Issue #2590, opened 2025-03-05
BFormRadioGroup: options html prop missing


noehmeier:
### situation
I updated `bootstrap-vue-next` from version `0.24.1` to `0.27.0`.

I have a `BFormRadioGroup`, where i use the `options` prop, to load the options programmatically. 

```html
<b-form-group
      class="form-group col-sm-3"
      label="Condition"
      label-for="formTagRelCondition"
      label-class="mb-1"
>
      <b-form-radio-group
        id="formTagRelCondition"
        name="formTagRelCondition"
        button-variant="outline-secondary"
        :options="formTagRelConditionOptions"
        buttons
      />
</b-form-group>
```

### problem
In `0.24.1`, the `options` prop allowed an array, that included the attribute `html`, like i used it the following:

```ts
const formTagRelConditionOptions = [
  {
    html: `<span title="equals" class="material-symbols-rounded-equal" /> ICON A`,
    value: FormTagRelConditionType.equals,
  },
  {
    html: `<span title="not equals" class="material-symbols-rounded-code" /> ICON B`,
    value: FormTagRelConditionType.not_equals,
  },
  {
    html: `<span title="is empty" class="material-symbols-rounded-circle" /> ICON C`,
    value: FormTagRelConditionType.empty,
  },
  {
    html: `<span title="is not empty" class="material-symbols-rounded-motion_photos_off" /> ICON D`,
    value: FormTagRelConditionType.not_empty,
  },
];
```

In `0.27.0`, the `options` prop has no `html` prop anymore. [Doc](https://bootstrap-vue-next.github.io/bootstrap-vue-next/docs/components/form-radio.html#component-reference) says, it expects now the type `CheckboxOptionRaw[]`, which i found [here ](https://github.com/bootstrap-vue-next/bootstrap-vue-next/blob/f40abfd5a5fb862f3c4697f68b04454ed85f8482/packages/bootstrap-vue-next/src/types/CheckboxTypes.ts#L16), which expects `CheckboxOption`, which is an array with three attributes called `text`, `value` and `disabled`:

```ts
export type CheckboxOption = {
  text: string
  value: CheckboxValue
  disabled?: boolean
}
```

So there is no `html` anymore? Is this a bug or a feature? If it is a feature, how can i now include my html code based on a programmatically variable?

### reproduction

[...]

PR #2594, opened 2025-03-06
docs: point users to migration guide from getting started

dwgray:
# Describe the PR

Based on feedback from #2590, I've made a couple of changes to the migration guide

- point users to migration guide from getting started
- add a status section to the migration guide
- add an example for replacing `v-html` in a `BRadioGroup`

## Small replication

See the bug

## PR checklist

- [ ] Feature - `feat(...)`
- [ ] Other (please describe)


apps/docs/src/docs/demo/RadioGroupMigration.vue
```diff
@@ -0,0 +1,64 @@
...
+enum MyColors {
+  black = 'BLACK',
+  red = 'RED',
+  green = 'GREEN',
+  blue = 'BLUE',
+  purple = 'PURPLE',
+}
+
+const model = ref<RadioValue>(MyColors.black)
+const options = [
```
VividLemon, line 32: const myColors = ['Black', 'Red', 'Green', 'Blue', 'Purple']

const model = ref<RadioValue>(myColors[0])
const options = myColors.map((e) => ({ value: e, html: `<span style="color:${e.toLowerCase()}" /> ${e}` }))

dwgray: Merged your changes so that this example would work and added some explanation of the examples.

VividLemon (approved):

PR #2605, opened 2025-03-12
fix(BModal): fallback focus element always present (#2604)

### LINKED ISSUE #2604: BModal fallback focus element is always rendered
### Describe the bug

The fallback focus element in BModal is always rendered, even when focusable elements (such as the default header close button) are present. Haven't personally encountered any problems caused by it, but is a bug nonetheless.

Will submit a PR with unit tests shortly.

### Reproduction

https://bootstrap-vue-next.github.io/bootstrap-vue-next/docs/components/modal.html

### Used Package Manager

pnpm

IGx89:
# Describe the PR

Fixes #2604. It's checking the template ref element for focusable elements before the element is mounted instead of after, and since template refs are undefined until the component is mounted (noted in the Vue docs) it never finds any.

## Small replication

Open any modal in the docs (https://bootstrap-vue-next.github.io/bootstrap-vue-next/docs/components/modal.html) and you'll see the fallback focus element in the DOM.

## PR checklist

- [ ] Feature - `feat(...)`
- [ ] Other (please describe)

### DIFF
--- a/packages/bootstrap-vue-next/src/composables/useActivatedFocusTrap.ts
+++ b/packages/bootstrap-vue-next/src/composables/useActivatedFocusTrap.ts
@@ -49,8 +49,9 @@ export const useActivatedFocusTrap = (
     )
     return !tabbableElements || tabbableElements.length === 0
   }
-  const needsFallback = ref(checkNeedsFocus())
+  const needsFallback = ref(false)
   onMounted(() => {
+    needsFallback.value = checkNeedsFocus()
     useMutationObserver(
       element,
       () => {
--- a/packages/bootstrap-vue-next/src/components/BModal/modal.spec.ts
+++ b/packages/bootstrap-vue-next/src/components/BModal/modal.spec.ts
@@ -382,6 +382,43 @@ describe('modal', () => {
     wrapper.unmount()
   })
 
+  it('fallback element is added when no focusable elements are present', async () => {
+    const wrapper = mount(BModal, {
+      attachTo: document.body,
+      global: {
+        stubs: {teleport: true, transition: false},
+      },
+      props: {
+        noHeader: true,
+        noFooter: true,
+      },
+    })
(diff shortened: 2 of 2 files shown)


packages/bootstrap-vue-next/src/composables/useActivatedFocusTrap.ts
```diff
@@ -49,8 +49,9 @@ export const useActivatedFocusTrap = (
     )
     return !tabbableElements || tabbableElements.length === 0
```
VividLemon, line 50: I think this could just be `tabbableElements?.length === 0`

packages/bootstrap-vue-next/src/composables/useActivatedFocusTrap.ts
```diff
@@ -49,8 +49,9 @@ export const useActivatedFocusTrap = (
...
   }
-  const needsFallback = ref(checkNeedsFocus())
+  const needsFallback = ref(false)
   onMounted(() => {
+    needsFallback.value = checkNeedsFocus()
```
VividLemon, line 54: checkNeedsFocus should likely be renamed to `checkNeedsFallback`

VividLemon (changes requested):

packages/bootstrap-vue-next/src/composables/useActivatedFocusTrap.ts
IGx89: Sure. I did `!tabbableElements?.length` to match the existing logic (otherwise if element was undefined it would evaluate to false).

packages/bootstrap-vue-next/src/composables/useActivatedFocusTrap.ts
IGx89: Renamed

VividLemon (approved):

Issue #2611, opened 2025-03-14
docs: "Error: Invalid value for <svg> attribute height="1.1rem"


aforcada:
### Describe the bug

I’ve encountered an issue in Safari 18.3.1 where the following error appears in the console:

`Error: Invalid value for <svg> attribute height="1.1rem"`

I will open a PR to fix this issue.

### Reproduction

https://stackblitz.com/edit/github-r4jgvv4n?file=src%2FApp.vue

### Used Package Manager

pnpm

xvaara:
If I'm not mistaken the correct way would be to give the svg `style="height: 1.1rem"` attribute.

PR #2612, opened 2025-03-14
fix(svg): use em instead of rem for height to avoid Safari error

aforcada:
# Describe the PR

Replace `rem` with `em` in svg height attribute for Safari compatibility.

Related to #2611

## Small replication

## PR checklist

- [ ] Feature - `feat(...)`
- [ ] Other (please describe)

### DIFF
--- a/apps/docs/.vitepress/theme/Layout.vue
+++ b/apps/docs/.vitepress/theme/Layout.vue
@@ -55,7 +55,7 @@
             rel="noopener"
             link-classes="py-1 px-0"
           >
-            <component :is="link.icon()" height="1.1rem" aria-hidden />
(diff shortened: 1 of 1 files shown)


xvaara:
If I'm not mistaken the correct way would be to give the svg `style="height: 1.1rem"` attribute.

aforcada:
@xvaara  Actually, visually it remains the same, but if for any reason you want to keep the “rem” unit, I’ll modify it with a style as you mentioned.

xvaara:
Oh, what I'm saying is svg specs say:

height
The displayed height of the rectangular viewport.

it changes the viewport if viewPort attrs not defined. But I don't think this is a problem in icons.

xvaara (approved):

BRIEF →
In the records above, locate the line that contains "The displayed height". Repeat it and every line after it, exactly, and nothing else.

WORKED SOLUTION →
The displayed height of the rectangular viewport.

it changes the viewport if viewPort attrs not defined. But I don't think this is a problem in icons.

xvaara (approved):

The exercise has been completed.